DATA PROVIDED:
PR #369, opened 2025-09-23
Use `gdformat` to ensure consistent GDScript coding standards in CI

dsnopek:
This uses gdformat (from [gdtoolkit](https://github.com/Scony/godot-gdscript-toolkit)) in CI: if things look good tests should pass; if not, then it'll show a patch with the necessary changes

~~NOTE: This first push should fail - I want to test that failure works :-) but I'll fix in a subsequent push~~

### DIFF
--- a/.github/workflows/static_checks.yml
+++ b/.github/workflows/static_checks.yml
@@ -3,15 +3,22 @@ on: [push, pull_request]
 
 jobs:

WORK TO BE COMPLETED:
Count of lines with the string "gdformat" in the material above: give that number only.

OUTPUT FOR THIS TASK:
2